GTID-based lag: for more accurate tracking, compare @@global.gtid_executed (replica) to primary GTID position, or use WAIT_FOR_EXECUTED_GTID_SET() to wait for a specific transaction.
Note: parallel replication with replica_parallel_type=LOGICAL_CLOCK requires binlog_format=ROW. Statement-based replication (binlog_format=STATEMENT) is more limited for parallel apply.
Mitigation Strategies
| Strategy | How | Trade-off |
|---|---|---|
| Read from primary | Route critical reads to primary after writes | Increases primary load |
| Sticky sessions | Pin user to primary for N seconds after a write | Adds session affinity complexity |
| GTID wait | SELECT WAIT_FOR_EXECUTED_GTID_SET('gtid', timeout) on replica |
Adds latency equal to lag |
| Semi-sync replication | Primary waits for >=1 replica ACK before committing | Higher write latency |
Common Pitfalls
- Large transactions cause lag spikes: A single
INSERT ... SELECTof 1M rows replays as one big transaction on the replica.
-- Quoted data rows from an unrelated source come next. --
PR #1835, opened 2023-02-04
Bee ring implementation needs

biotinker:
This PR is the first chunk of code necessary to get our external partner Bee Ring supported on stock RDK.

There are two pieces of this PR:
1) adds support for the `sht3xd` temperature sensor
2) adds support for having sensor data upload to the "Sensor Data" part of our Data Management system

Since I don't usually make PRs that touch so many different bits of RDK  feel free to add anyone else to the PR if I missed them/they should take a look

### DIFF
--- a/components/sensor/collector.go
+++ b/components/sensor/collector.go
@@ -21,15 +21,15 @@ func (m method) String() string {
 	return "Unknown"
 }
 
-// SensorRecords a collection of SensorRecord.
-type SensorRecords struct {
-	Readings []SensorRecord
+// ReadingRecords a collection of ReadingRecord.
+type ReadingRecords struct {
+	Readings []ReadingRecord
 }
 
-// SensorRecord a single analog reading.
-type SensorRecord struct {
-	ReadingName  string
-	Reading interface{}
+// ReadingRecord a single analog reading.
+type ReadingRecord struct {
+	ReadingName string
+	Reading     interface{}
 }
 
 func newSensorCollector(resource interface{}, params data.CollectorParams) (data.Collector, error) {
@@ -39,7 +39,7 @@ func newSensorCollector(resource interface{}, params data.CollectorParams) (data
 	}
 
 	cFunc := data.CaptureFunc(func(ctx context.Context, arg map[string]*anypb.Any) (interface{}, error) {
-		var records []SensorRecord
+		var records []ReadingRecord
 		values, err := sensorResource.Readings(ctx, nil) // TODO: pass in something here from the config rather than nil?
 		if err != nil {
 			return nil, data.FailedToReadErr(params.ComponentName, readings.String(), err)
@@ -52,9 +52,9 @@ func newSensorCollector(resource interface{}, params data.CollectorParams) (data
 					continue
 				}
 			}
-			records = append(records, SensorRecord{ReadingName: name, Reading: value})
+			records = append(records, ReadingRecord{ReadingName: name, Reading: value})
 		}
-		return SensorRecords{Readings: records}, nil
+		return ReadingRecords{Readings: records}, nil
 	})
 	return data.NewCollector(cFunc, params)
 }
--- a/components/sensor/collector.go
+++ b/components/sensor/collector.go
@@ -1,0 +1,62 @@
+package sensor
+
+import (
+	"context"
+
+	"google.golang.org/protobuf/types/known/anypb"
+
+	"go.viam.com/rdk/data"
+)
+
+type method int64
+
+const (
+	readings method = iota
+)
+
+func (m method) String() string {
+	if m == readings {
+		return "Readings"
+	}
+	return "Unknown"
+}
+
+// SensorRecords a collection of SensorRecord.
+type SensorRecords struct {
+	Readings []SensorRecord
+}
+
+// SensorRecord a single analog reading.
+type SensorRecord struct {
+	ReadingName  string
+	Reading interface{}
+}
+
+func newSensorCollector(resource interface{}, params data.CollectorParams) (data.Collector, error) {
+	sensorResource, err := assertSensor(resource)
+	if err != nil {
+		return nil, err
+	}
+
+	cFunc := data.CaptureFunc(func(ctx context.Context, arg map[string]*anypb.Any) (interface{}, error) {
+		var records []SensorRecord
+		values, err := sensorResource.Readings(ctx, nil) // TODO: pass in something here from the config rather than nil?
+		if err != nil {
+			return nil, data.FailedToReadErr(params.ComponentName, readings.String(), err)
+		}
+		for name, value := range values {
+			records = append(records, SensorRecord{ReadingName: name, Reading: value})
+		}
+		return SensorRecords{Readings: records}, nil
+	})
+	return data.NewCollector(cFunc, params)
+}
+
+func assertSensor(resource interface{}) (Sensor, error) {
+	sensorResource, ok := resource.(Sensor)
+	if !ok {
+		return nil, data.InvalidInterfaceErr(SubtypeName)
+	}
+
+	return sensorResource, nil
+}
--- a/components/sensor/collector.go
+++ b/components/sensor/collector.go
@@ -45,6 +45,13 @@ func newSensorCollector(resource interface{}, params data.CollectorParams) (data
 			return nil, data.FailedToReadErr(params.ComponentName, readings.String(), err)
 		}
 		for name, value := range values {
+			if len(arg) != 0 {
+				// If specific sensor reading names were passed in the robot config, report only those
+				// Otherwise, report all sensor values
+				if _, ok := arg[name]; !ok {
+					continue
+				}
+			}
 			records = append(records, SensorRecord{ReadingName: name, Reading: value})
 		}
 		return SensorRecords{Readings: records}, nil
--- a/components/sensor/collector.go
+++ b/components/sensor/collector.go
@@ -40,7 +40,7 @@ func newSensorCollector(resource interface{}, params data.CollectorParams) (data
 
 	cFunc := data.CaptureFunc(func(ctx context.Context, arg map[string]*anypb.Any) (interface{}, error) {
 		var records []ReadingRecord
-		values, err := sensorResource.Readings(ctx, nil) // TODO: pass in something here from the config rather than nil?
+		values, err := sensorResource.Readings(ctx, nil) // TODO (RSDK-1972): pass in something here from the config rather than nil?
 		if err != nil {
 			return nil, data.FailedToReadErr(params.ComponentName, readings.String(), err)
 		}
--- a/components/sensor/sht3xd/sht3xd.go
+++ b/components/sensor/sht3xd/sht3xd.go
@@ -22,7 +22,7 @@ import (
 	rdkutils "go.viam.com/rdk/utils"
 )
 
-var modelname = resource.NewDefaultModel("sensiron-sht3xd")
+var modelname = resource.NewDefaultModel("sensirion-sht3xd")
 
 const (
 	defaultI2Caddr = 0x44
@@ -168,7 +168,7 @@ func (s *sht3xd) Readings(ctx context.Context, extra map[string]interface{}) (ma
 	humid := 100.0 * float64(humidRaw) / 65535.0
 	return map[string]interface{}{
 		"temperature_celsius": temp,
-		"humidity_pct_rh":     humid,
+		"relative_humidity_pct":     humid, \\ TODO: RSDK-1903
 	}, nil
 }
 
--- a/components/sensor/sht3xd/sht3xd.go
+++ b/components/sensor/sht3xd/sht3xd.go
@@ -1,0 +1,162 @@
+// Package sht3xd implements a sht3x-d sensor for temperature and humidity
+package sht3xd
+
+import (
+	"context"
+	"encoding/binary"
+	"fmt"
+
+	"github.com/edaniels/golog"
+	"go.viam.com/utils"
+
+	"go.viam.com/rdk/components/board"
+	"go.viam.com/rdk/components/generic"
+	"go.viam.com/rdk/components/sensor"
+	"go.viam.com/rdk/config"
+	"go.viam.com/rdk/registry"
+	"go.viam.com/rdk/resource"
+	rdkutils "go.viam.com/rdk/utils"
+)
+
+var modelname = resource.NewDefaultModel("sht3xd")
+
+const (
+	defaultI2Caddr = 0x44
+
+	// Addresses of sht3xd registers.
+
+	sht3xdCOMMANDREADSERIALNUMBER = 0x3780;
+	sht3xdCOMMANDREADSTATUS = 0xF32D;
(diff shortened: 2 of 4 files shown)


components/sensor/sht3xd/sht3xd.go
```diff
@@ -0,0 +1,182 @@
...
+	}
+	tempRaw := binary.LittleEndian.Uint16([]byte{0, buffer[0]})
+	humidRaw := binary.LittleEndian.Uint16([]byte{0, buffer[1]})
+
+	temp := 175.0*float64(tempRaw)/65535.0 - 45.0
+	humid := 100.0 * float64(humidRaw) / 65535.0
+	return map[string]interface{}{
+		"temperature_celsius":    temp,
+		"temperature_fahrenheit": temp*1.8 + 32,
+		"humidity":               humid,
```
mcvella, line 169: While we do not really have full standards here as far as I know, we should strive to be consistent on units etc(partial list here: https://viam.atlassian.net/wiki/spaces/ENG/pages/262371/Viam+Engineering+Guidelines)

So, I think humidity_pct ?
On the temp ones, I don't think we have a convention and the d318b20 temp sensor just returns "temp" in C.  Maybe we should decide on a convention even if it means a breaking change now for d318b20?
@Fahmina

components/sensor/sht3xd/sht3xd.go
```diff
@@ -0,0 +1,182 @@
...
+	"go.viam.com/rdk/components/board"
+	"go.viam.com/rdk/components/generic"
+	"go.viam.com/rdk/components/sensor"
+	"go.viam.com/rdk/config"
+	"go.viam.com/rdk/registry"
+	"go.viam.com/rdk/resource"
+	rdkutils "go.viam.com/rdk/utils"
+)
+
+var modelname = resource.NewDefaultModel("sht3xd")
```
randhid, line 22: [nit] is it useful to have the manufacturer in the model name for this chip?

components/sensor/sht3xd/sht3xd.go
```diff
@@ -0,0 +1,182 @@
...
+
+// Validate ensures all parts of the config are valid.
+func (config *AttrConfig) Validate(path string) ([]string, error) {
+	var deps []string
+	if len(config.Board) == 0 {
+		return nil, utils.NewConfigValidationFieldRequiredError(path, "board")
+	}
+	deps = append(deps, config.Board)
+	if len(config.I2CBus) == 0 {
+		return nil, utils.NewConfigValidationFieldRequiredError(path, "i2c bus")
```
randhid, line 48: [nit] we like having the field match the attribute field exactly, so `i2c_bus`, in this case.

components/sensor/sht3xd/sht3xd.go
```diff
@@ -0,0 +1,182 @@
+// Package sht3xd implements a sht3x-d sensor for temperature and humidity
+package sht3xd
```
randhid, line 2: [minor] add datasheet link, and any relevant repos we should be looking at if ever troubleshooting this component

could find [this](https://cdn-shop.adafruit.com/product-files/2857/Sensirion_Humidity_SHT3x_Datasheet_digital-767294.pdf), but want to confirm that was what you were looking at before adding to the rdk drive.

components/sensor/sht3xd/sht3xd.go
```diff
@@ -0,0 +1,182 @@
...
+	if addr == 0 {
+		addr = defaultI2Caddr
+		logger.Warn("using i2c address : 0x44")
+	}
+
+	s := &sht3xd{
+		name:   name,
+		logger: logger,
+		bus:    i2cbus,
+		addr:   byte(addr),
```
randhid, line 106: [minor] the datasheet and examples I looked at included information about setting a polling time, and a time constant for I guess reading the sensor. Would it be best to run that as a background goroutine here rather than open up the bus and close it each time we read?

The poll time examples I've seen from a cursory google search are around 60s, but can be configured. @agreenb, any poll time concerns on data's side?

components/sensor/sht3xd/sht3xd.go
```diff
@@ -0,0 +1,182 @@
...
+			return nil, multierr.Append(err, handle.Close())
+		}
+		return buffer, handle.Close()
+	}
+	buffer, err := tryRead()
+	if err != nil {
+		// If error, do a soft reset and try again
+		err = s.reset(ctx)
+		if err != nil {
+			return nil, err
```
randhid, line 151: [q] confirming this would show up as an empty map on app and an error card popping up? Will this client be primarily using app to interface with us or programming their own logic?

components/sensor/sht3xd/sht3xd.go
randhid: agree with `humidity_pct` 

I prefer sticking with SI, so centigrade scale makes sense to me.

components/sensor/sht3xd/sht3xd.go
```diff
@@ -0,0 +1,182 @@
...
+		return nil, fmt.Errorf("expected 2 bytes from sht3xd i2c, got %d", len(buffer))
+	}
+	tempRaw := binary.LittleEndian.Uint16([]byte{0, buffer[0]})
+	humidRaw := binary.LittleEndian.Uint16([]byte{0, buffer[1]})
+
+	temp := 175.0*float64(tempRaw)/65535.0 - 45.0
+	humid := 100.0 * float64(humidRaw) / 65535.0
+	return map[string]interface{}{
+		"temperature_celsius":    temp,
+		"temperature_fahrenheit": temp*1.8 + 32,
```
randhid, line 168: [q] is there a reason to return both? Does Bee Ring want to operate in F?

components/sensor/sht3xd/sht3xd.go
```diff
@@ -0,0 +1,182 @@
...
+		"humidity":               humid,
+	}, nil
+}
+
+// Readings returns a list containing single item (current temperature).
+func (s *sht3xd) reset(ctx context.Context) error {
+	handle, err := s.bus.OpenHandle(s.addr)
```
randhid, line 175: [q] datasheet I looked at prescribes a minimum of 350 ns for sensor resets on this chip. From my understanding, I think what you're doing here is sufficient to not hit that case, but want to be conscious of this fact if you see this reset logic failing a lot.

randhid (changes requested):
Done with first pass! A few minor things, can you give a bit more context on the use case by so we can focus on a good experience with this sensor addition?

components/sensor/collector.go
```diff
@@ -0,0 +1,69 @@
...
+
+	cFunc := data.CaptureFunc(func(ctx context.Context, arg map[string]*anypb.Any) (interface{}, error) {
+		var records []ReadingRecord
+		values, err := sensorResource.Readings(ctx, nil) // TODO: pass in something here from the config rather than nil?
+		if err != nil {
+			return nil, data.FailedToReadErr(params.ComponentName, readings.String(), err)
+		}
+		for name, value := range values {
+			if len(arg) != 0 {
+				// If specific sensor reading names were passed in the robot config, report only those
```
agreenb, line 49: Neat, I like this functionality. I want to be consistent in how we're passing in reader names between the sensor and board components. Do you think a user will typically want to just grab _all_ readers?

If so, I'll update the board collector similarly — if `len(arg) == 0`, grab all `AnalogReaderNames()` and create a reader per name. cc @npmenard who added the board collector.

components/sensor/collector.go
```diff
@@ -0,0 +1,69 @@
...
+
+func newSensorCollector(resource interface{}, params data.CollectorParams) (data.Collector, error) {
+	sensorResource, err := assertSensor(resource)
+	if err != nil {
+		return nil, err
+	}
+
+	cFunc := data.CaptureFunc(func(ctx context.Context, arg map[string]*anypb.Any) (interface{}, error) {
+		var records []ReadingRecord
+		values, err := sensorResource.Readings(ctx, nil) // TODO: pass in something here from the config rather than nil?
```
agreenb, line 43: If there are any readers that require `extra` parameters, should support grabbing (and validating that is a map type?) `args['extra']` if non-nil. Can make this into a ticket to be nonblocking for this PR.

components/sensor/sht3xd/sht3xd.go
agreenb: We've set frequencies of up to 16kHz on arm and gantry, but this was a while back and will be benchmarking again soon. Each reading is kicked off in its own goroutine so not blocked by a separate sensor reading — along with each reading, we also store the time the reading was requested and when it was received. It's mostly constrained by the hardware.

components/sensor/collector.go
biotinker: I was thinking about that, the reason I decided not to for this PR was that this would interact with a sensor that returned a reading whose name was "extra"; I didn't want to be the one making that call since this PR reaches outside my usual scope of code changes.

But if that's the way that you think this should work I'm happy to include in this PR.

components/sensor/collector.go
biotinker: I do indeed think a user will generally want to grab all readers; I certainly did. IMO having the "Data Capture Configuration" field attached to a component means _a priori_ "I want data from this component", and if the user cares enough about specifics and granularity then they can add that too. If I add another analog or digital reader to my board I'll likely want that captured too.

Also in the case where there's one analog or one digital reader, and the board has a data capture config of any kind, that's pretty clear what's desired.

biotinker: Though I would agree that the structure between sensor and board should be identical here; so if it's decided not to update board then this should change to mimic that.

components/sensor/sht3xd/sht3xd.go
randhid: I'm not picky either, will ask product for you.

components/sensor/sht3xd/sht3xd.go
randhid:
```suggestion
var modelname = resource.NewDefaultModel("sensiron-sht3xd")
```

components/sensor/sht3xd/sht3xd.go
```diff
@@ -0,0 +1,182 @@
+// Package sht3xd implements a sht3x-d sensor for temperature and humidity
```
randhid, line 1:
```suggestion
// Package sht3xd implements a sht3x-d sensor for temperature and humidity
// datasheet can be found at: https://cdn-shop.adafruit.com/product-files/2857/Sensirion_Humidity_SHT3x_Datasheet_digital-767294.pdf
// repo:
```

components/sensor/sht3xd/sht3xd.go
biotinker: In high repeatability/accuracy mode, this sensor can require up to 15ms for the operation, so that would max out at 66hz.

I cannot think of any use case where someone would be using this specific sensor, and would want temperature data at 66hz; I'm not convinced that the thermal characteristics of the chip would be such that such a high temperature resolution would be meaningful.

If you'd prefer that this be updated to use a background goroutine (similar to what the ultrasonic sensor uses?) I can do that, but as written it's similar to the bme280 and ds18b20 sensors we have.

components/sensor/sht3xd/sht3xd.go
biotinker: Current plan is that the client will be building a bidirectional remote where all of their own logic will live. We're less interested in any particular reading, more interested in aggregating this data over long periods of time.

I do not believe that our `app` interface at present is sufficient for what they want, but we may work with app in the future to implement that if it's close.

components/sensor/sht3xd/sht3xd.go
biotinker: The `bme280` returns both so this matches that. But I can remove.

components/sensor/sht3xd/sht3xd.go
biotinker: I'll add a sleep.

components/sensor/sht3xd/sht3xd.go
```diff
@@ -0,0 +1,186 @@
...
+	"go.viam.com/rdk/components/board"
+	"go.viam.com/rdk/components/generic"
+	"go.viam.com/rdk/components/sensor"
+	"go.viam.com/rdk/config"
+	"go.viam.com/rdk/registry"
+	"go.viam.com/rdk/resource"
+	rdkutils "go.viam.com/rdk/utils"
+)
+
+var modelname = resource.NewDefaultModel("sensiron-sht3xd")
```
mcvella, line 25:
```suggestion
var modelname = resource.NewDefaultModel("sensirion-sht3xd")
```
fixes misspelling

mcvella (changes requested):

components/sensor/sht3xd/sht3xd.go
randhid: thanks for catching that!

components/sensor/collector.go
agreenb: I want to redesign how we're currently passing in reader names (e.g. support nested `additional_params`), and will include this in that refactor. If you could create a ticket for this and link to it in the TODO, that'd be helpful. Thank you!

components/sensor/collector.go
agreenb: I would keep this functionality as-is, and I created https://viam.atlassian.net/browse/DATA-1104 to update accordingly in board.

components/sensor/sht3xd/sht3xd.go
randhid: Let's go ahead and leave it as is for now. If we need to change it into a background goroutine (movement or ultrasonic sensors) and a polling time coming in from data or its own config, we'll do that as it becomes necessary.

agreenb (approved):
LGTM for the collector. Nice!

components/sensor/sht3xd/sht3xd.go
```diff
@@ -0,0 +1,186 @@
...
+		return nil, fmt.Errorf("expected 2 bytes from sht3xd i2c, got %d", len(buffer))
+	}
+	tempRaw := binary.LittleEndian.Uint16([]byte{0, buffer[0]})
+	humidRaw := binary.LittleEndian.Uint16([]byte{0, buffer[1]})
+
+	temp := 175.0*float64(tempRaw)/65535.0 - 45.0
+	humid := 100.0 * float64(humidRaw) / 65535.0
+	return map[string]interface{}{
+		"temperature_celsius": temp,
+		"humidity_pct_rh":     humid,
```
randhid, line 171: Let's do: 
```suggestion
		"relative_humidity_pct":     humid, \\ TODO: RSDK-1903
```
if you'd rather have something shorter would be open to rel_humidity_pct. Also created the corresponding ticket.

randhid: talked to @Fahmina , she likes my suggestion. Will update the wiki

components/sensor/collector.go
biotinker: Done

randhid (approved):
LGTM

mcvella (approved):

Break into batches. - DDL blocks replication:
ALTER TABLEwithALGORITHM=COPYon primary replays on replica, blocking other relay-log events during execution.INSTANTandINPLACEDDL are less blocking but still require brief metadata locks. - Long queries on replica: A slow
SELECTon the replica can block relay-log application. Usereplica_parallel_workers(8.0+) withreplica_parallel_type=LOGICAL_CLOCKfor parallel apply. Note: LOGICAL_CLOCK requiresbinlog_format=ROWandslave_preserve_commit_order=ON(orreplica_preserve_commit_order=ON) to preserve commit order. - IO thread bottlenecks: Network latency, disk I/O, or
relay_log_space_limitexhaustion can cause lag even when the SQL apply thread isn't saturated. MonitorRelay_Log_Spaceand connectivity.
Guidelines
- Assume replicas are always slightly behind. Design reads accordingly.
- Use GTID-based replication for reliable failover and lag tracking.
- Monitor
Seconds_Behind_Sourcewith alerting (>5s warrants investigation).